◆ **TASK BRIEF**
Read through the lines below and copy the ones holding the string "BlockItemSummaryDetails".
GIVEN ENTRIES START
PR #317, opened 2025-08-28
Forward-compatible: ContractTraceElement

limemloh:
## Purpose

Ref COR-1717.
Closes COR-1800.

## Changes

Wrap `ContractTraceElement` with `Upward` to stay forward-compatible when new variants of `ContractTraceElement` are introduced.

### DIFF
--- a/src/types/mod.rs
+++ b/src/types/mod.rs
@@ -1207,7 +1207,7 @@ impl BlockItemSummary {
     ///
     /// Returns [`Upward::Unknown`] when encountering unfamiliar data from newer
     /// versions of the node to stay forward-compatible.
-    pub fn affected_contracts(&self) -> Upward<Vec<ContractAddress>> {
+    pub fn affected_contracts(&self) -> Upward<Vec<Upward<ContractAddress>>> {
         self.details
             .as_ref()
             .and_then(BlockItemSummaryDetails::affected_contracts)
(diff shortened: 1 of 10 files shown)


soerenbf (commented):
A couple of thoughts

allanbrondum (approved):

src/types/mod.rs
```diff
@@ -1299,7 +1300,12 @@ impl ExecutionTree {
     /// Return a set of contract addresses that appear in this execution
     /// tree, together with a set of [receive names](OwnedReceiveName) that
     /// were called for that contract address.
-    pub fn affected_addresses(&self) -> BTreeMap<ContractAddress, BTreeSet<OwnedReceiveName>> {
+    ///
+    /// Returns [`Upward::Unknown`] if any branch in the execution tree contains
+    /// [`Upward::Unknown`] data.
+    pub fn affected_addresses(
+        &self,
+    ) -> Upward<BTreeMap<ContractAddress, BTreeSet<OwnedReceiveName>>> {
```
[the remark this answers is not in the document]
soerenbf: Yes it does look rather awkward to get into the type.. I guess you could 
`Vec<(ContractAddress, BTreeSet<OwnedReceiveName>)>` and mix it in where it would make sense (I can't wrap my head around where to put it though), but I don't know if it's worth it 🤷

src/types/mod.rs
```diff
@@ -1207,7 +1207,7 @@ impl BlockItemSummary {
     ///
     /// Returns [`Upward::Unknown`] when encountering unfamiliar data from newer
     /// versions of the node to stay forward-compatible.
-    pub fn affected_contracts(&self) -> Upward<Vec<ContractAddress>> {
+    pub fn affected_contracts(&self) -> Upward<Vec<Upward<ContractAddress>>> {
```
soerenbf, line 1210: Double `Upward`? Should we not return
```suggestion
    pub fn affected_contracts(&self) -> Vec<Upward<ContractAddress>> {
```

src/types/mod.rs
```diff
@@ -1820,11 +1824,11 @@ impl BlockItemSummaryDetails {
     ///
     /// Returns [`Upward::Unknown`] when encountering unfamiliar data from newer
     /// versions of the node to stay forward-compatible.
-    fn affected_contracts(&self) -> Upward<Vec<ContractAddress>> {
+    fn affected_contracts(&self) -> Upward<Vec<Upward<ContractAddress>>> {
```
soerenbf, line 1827: And here? Or am I missing something?

soerenbf (approved):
GIVEN ENTRIES END
◆ **ANSWER AREA**
             .and_then(BlockItemSummaryDetails::affected_contracts)
@@ -1820,11 +1824,11 @@ impl BlockItemSummaryDetails {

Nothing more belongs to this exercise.